Pasear por Baeza es descubrir a cada paso su magnífico conjunto monumental, tanto sus edificios religiosos como civiles: destacan la singular fachada plateresca del Ayuntamiento; el convento de San Francisco, otra de las obras cumbres de Andrés de Vandelvira; el Convento de la Magdalena; San Pablo; San Ignacio; la Iglesia de estilo gótico mudéjar del Salvador; San Andrés, cuyo órgano barroco vuelve a sonar gracias a una reciente intervención; sus espléndidos palacios, sus antiguas casas solariegas...

Los callejones y plazas de Baeza ya fueron recorridos por figuras como Jorge Manrique, Gaspar Becerra o Antonio Machado, entre otros, quienes dejaron su impronta en el carácter de la ciudad.
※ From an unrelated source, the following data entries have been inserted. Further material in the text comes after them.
PR #732, opened 2023-07-08
kernel:selinux:sepolicy.c:Add support for Huawei HarmonyOS (based on EMUI 10) kernel

Coconutat:
I want to support Huawei HarmonyOS (based on EMUI 10) kernel.  
Huawei has changed the code as follows:
```
#ifdef CONFIG_HKIP_SELINUX_PROT
static inline void ebitmap_init(struct ebitmap *e, const bool protectable)
{
	memset(e, 0, sizeof(*e));
	e->protectable = protectable;
}
#else
static inline void ebitmap_init(struct ebitmap *e, const bool protectable)
{
	(void)protectable;
	memset(e, 0, sizeof(*e));
}
#endif
```

So I disable CONFIG_HKIP_SELINUX_PROT,then just use this part:  
```
static inline void ebitmap_init(struct ebitmap *e, const bool protectable)
{
	(void)protectable;
	memset(e, 0, sizeof(*e));
}
```  
Then just modify this KSU part:
```
ebitmap_init(flex_array_get(db->type_attr_map_array, value - 1));
```
The Kernel will be compiled successful.

### DIFF
--- a/kernel/selinux/sepolicy.c
+++ b/kernel/selinux/sepolicy.c
@@ -12,12 +12,20 @@
 /*
  * Adapt to Huawei HISI kernel without affecting other kernels ,
  * Huawei Hisi Kernel EBITMAP Enable or Disable Flag ,
- * From ss/ebitmap.h
+ * From ss/ebitmap.h.
+ * If the kernel is designed for HarmonyOS(Based EMUI 10),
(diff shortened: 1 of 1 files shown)


Coconutat:
Not stable.Closed.

PR #2099, opened 2024-09-27
Fixed the app Lag and Non responcive issue on kernel su not installed devices

ALEX5402:
## Here is a demo video of before and after

# Before
https://github.com/user-attachments/assets/7bf3d3b7-d0c4-4b10-956a-de5499d2fb08

# After
https://github.com/user-attachments/assets/bae16e31-ec67-45ad-bcf8-eec196a47817

## Expected Behavior
- The app needs to be responsive.
- The app shouldn't be crashing.


tiann:
You can hide the menu, the menu is useless for unsupported device.

ALEX5402:
> You can hide the menu, the menu is useless for unsupported device.

got it good idea

PR #2102, opened 2024-09-30
Check for remote url instead of .git existence

hmtheboy154:
Current implementation of .git checking have some issues:
- If a kernel source being cloned using git-repo tool, especially newer version, it will clone .git in .repo inside of the submodule source.
- Newer kernel source changed how $(src) & $(srctree) output. In the case of kernel 6.11 as I tested $(src) show the relative path of the symlink in drivers/ instead of KernelSU main directory. Which makes checking for ../.git existence comletely useless.

One idea I would like to propose is to check for the remote URL in $(src). If the remote is correct then we can assume this is KSU repo and then count the version (also unshallow the repo). Here's what I did:
- Check if kernel is 6.9+ and then change $(src) accordingly.
- Print $(src) remote in verbose and check for the correct URL (both ssh & https).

Destaca el caso del poeta sevillano, cuyo paso por el instituto baezano consagró, ya para siempre, el paseo de las murallas como paseo machadiano, desde donde podemos contemplar el valle del Guadalquivir y sus extensos campos de olivares, emulando al poeta en sus numerosas salidas mientras dialogaba con sus sentimientos y la propia naturaleza.

La ciudad de Baeza, y su conjunto histórico – monumental, perfectamente ambientado en sus calles empedradas, de ambiente tranquilo, y cuyas fachadas doradas nos trasladan a épocas pasadas, lejos de ser un museo al aire libre, es una ciudad viva, gracias a sus habitantes y a los numerosos servicios y actividades que ofrece al visitante.